Primary Human T Cell Isolation and Culture
PBMCs from healthy human blood donors were collected under an approved IRB protocol by the Stanford Blood Center and used to isolate human T cells. Briefly, leukoreduction chambers (LRS) from processing of platelet donations were used to isolate PBMCs using density centrifugation with Ficoll (Lymphoprep, StemCell) within SepMate tubes (StemCell) according to manufacturer’s instructions. Next, primary human CD3 positive T cells were isolated by negative selection using Human CD3 T Cell Enrichment kit (StemCell) according to manufacturer’s instructions. Isolated primary human CD3 T cells were counted using an automated cell counter (Countess, Thermo), and activated using anti-human CD3/CD28 dynabeads (Cell Therapy Systems, Thermo) at a 1:1 ratio in XVivo 15 media (Lonza) supplemented with 5% FBS (MilliporeSigma) and 50 U/mL of human IL-2 (Peprotech). T cells were activated at 1:1 ratio of cells to dynabeads, and initially cultured in standard tissue culture incubators at approximately 1e6 cells / mL media. After gene editing/electroporations, T cells were counted and reseeded at approximately 1e6 cells / mL XVivo 15 media with fresh IL-2 every 2-3 days.

Non-viral gene knockins
Two days after activation, human T cells were harvested, dynabeads were magnetically removed by incubating for two minutes at room temperature on a magnet (EasySep Magnet, StemCell), and cells were counted using an automated cytometer. For electroporations, one million T cells per editing condition were gently pelleted by centrifugation at 90G for 10 minutes, followed by careful aspiration of the supernatant. T cell pellets were resuspended in 20 µL per editing condition in P3 Buffer (Lonza) and then mixed with prepared RNP and DNA HDRT templates. For each Cas9 knockin condition, RNPs were prepared by first complexing the gRNA by mixing 0.375 uL of 200 µM tracrRNA (IDT) with 0.375 uL of 200 uM crRNA (IDT) and incubating for 15 minutes at room temperature. Next 0.25 uL of 100 mg/mL PGA (15–50 kDa poly(L-glutamic acid); MilliporeSigma) was then added to the complexed gRNA and mixed by pipetting up and down. Next 0.5 µL of 40 µM SpCas9 (UC Berkeley MacroLab) was then added, mixed by pipetting up and down, and incubated for 15 minutes at room temperature to form the final Cas9 RNP. For Cas9 knockins, 20 µL of T cells were mixed with 1.5 µL of RNP (20 pmols total RNP) and 4 µL of plasmid DNA HDR Template at 1 µg/µL (4 ugs total HDRT).
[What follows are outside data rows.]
PR #3200, opened 2022-10-13
KTOR-3504 KTOR-2430 Fix WS timeout

rsinukov:
Timeout should send close frame and not wait for close acknowledge from the other side. Instead, directly close channels and provide close reason.

https://youtrack.jetbrains.com/issue/KTOR-2430
https://youtrack.jetbrains.com/issue/KTOR-3504


e5l (approved):
lgtm, good catch

PR #3211, opened 2022-10-18
KTOR-4993 Fix UrlBuilder origin in iframe

rsinukov:
https://youtrack.jetbrains.com/issue/KTOR-4993

Adding test is problematic, because bug is reproduced only inside iframe


e5l (approved):
lgtm

PR #3224, opened 2022-10-28
KTOR-5059 Digest auth: Support returning custom Principal

rsinukov:
And move some common tests from jvm only

https://youtrack.jetbrains.com/issue/KTOR-5059/Digest-auth-Support-returning-any-objects-which-implement-Principal-interface


e5l (approved):
lgtm

PR #4346, opened 2024-09-25
KTOR-7484 Fix for performance issue in multi-part data retrieval

bjhham:
**Subsystem**
Server, I/O

**Motivation**
[KTOR-7484](https://youtrack.jetbrains.com/issue/KTOR-7484) multipart/form-data: Request timeout when receiving FileItem with 3.0.0-rc-1

**Solution**
Replaced the problematic `readUntilDelimiter` function with a common utility function `readUntil` that scans for the string in O(n) time and O(d) space where d is the delimiter.


e5l (approved):
LGTM, good catch! The `copyUntilBoundary` was here for the backward compatibility reasons, but we can drop it if it works badly

ktor-io/common/src/io/ktor/utils/io/ByteReadChannelOperations.kt
```diff
@@ -490,3 +491,173 @@ public fun ByteWriteChannel.rethrowCloseCauseIfNeeded() {
...
+
+/**
+ * Attempts to skip over a sequence of bytes in the channel that matches the provided [byteString].
+ *
+ * @param byteString The byte sequence to be matched and skipped over.
+ * @return [SkipResult.Ok] if the sequence matches and is successfully skipped,
+ *         [SkipResult.EndOfFile] if the end of the channel is reached before completing the match,
+ *         [SkipResult.Invalid] if the sequence does not match the channel's bytes.
+ */
+public suspend fun ByteReadChannel.trySkip(byteString: ByteString): SkipResult {
```
Stexxe, line 594: Would the not skipped bytes be returned to the channel (if the result is `SkipResult.Invalid`)?

ktor-io/common/src/io/ktor/utils/io/ByteReadChannelOperations.kt
```diff
@@ -490,3 +491,173 @@ public fun ByteWriteChannel.rethrowCloseCauseIfNeeded() {
...
+ * @param ignoreMissing Whether to ignore the missing byteString and return the count of read bytes upon reaching the end of input.
+ * @return The number of bytes read, not including the search string.
+ * @throws IOException If the limit is exceeded or the byteString is not found and ignoreMissing is false.
+ */
+public suspend fun ByteReadChannel.readUntil(
+    matchString: ByteString,
+    writeChannel: ByteWriteChannel,
+    limit: Long = Long.MAX_VALUE,
+    ignoreMissing: Boolean = false,
+): Long {
```
bjhham, line 513: This function will read directly to the output channel when looking for the matching bytestring, so we can rely on the coroutine suspension to keep the memory overhead in line.  I figured it would be a useful addition to the utility functions here, along with some skip functions, for when parsing directly from the bytechannel stream.

ktor-io/common/src/io/ktor/utils/io/ByteReadChannelOperations.kt
bjhham: Actually, I ended up using `skipIfFound` everywhere for this reason, which only consumes the bytes if the string is discovered.  I'll just remove the unused skip functions.

ktor-io/common/src/io/ktor/utils/io/ByteChannel.kt
```diff
@@ -70,7 +70,7 @@ public class ByteChannel(public val autoFlush: Boolean = false) : ByteReadChanne
         }
 
         if (_readBuffer.size < CHANNEL_MAX_SIZE) moveFlushToReadBuffer()
-        return _closedCause.value == null
+        return _readBuffer.size >= min
```
bjhham, line 73: @e5l I noticed this small issue in `ByteChannel` when testing the `skipIfFound` function - after the writer closes the channel, then the reader would always return false even if the required content is available.

PR #4347, opened 2024-09-26
KTOR-7492 Fix read System properties from jvm

e5l:
[KTOR-7492](https://youtrack.jetbrains.com/issue/KTOR-7492) Ktor doesn't read System properties from JVM


marychatte (approved):
lgtm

For each Cas12a condition, RNPs were prepared by first mixing 0.4 µL of 200 µM Cas12a gRNA (IDT) with 0.2 µL of 100 mg/mL PGA and pipetting up and down. Next 0.4 µL of 60 uM AsUltraCas12a (UC Berkeley MacroLab) was added and mixed by pipetting up and down, followed by incubation at room temperature for 10 minutes. For Cas12 a knockins, 20 µL of T cells were mixed with 1 µL of Cas12a RNP (24 pmols total RNP) and 4 uL of plasmid DNA HDR Template at 1 ug/uL (4 ugs total HDRT). For both Cas9 and Cas12a knockins, T cells were electropoated on a Gen2 Lonza 4D electroporation/nucleofection system using 96 well plate attachment and 20 µL cuvettes, using pulse code EO-151. Immediately following electroporation, 75 µL of pre-warmed XVivo 15 media was added to each cuvette, and cells were rested within the cuvettes for 15 minutes in a standard 37°C Tissue Culture Incubator prior to moving to culture plates or flasks. An annotated list of all gRNA sequences used in the study is available in Supplementary Table 1.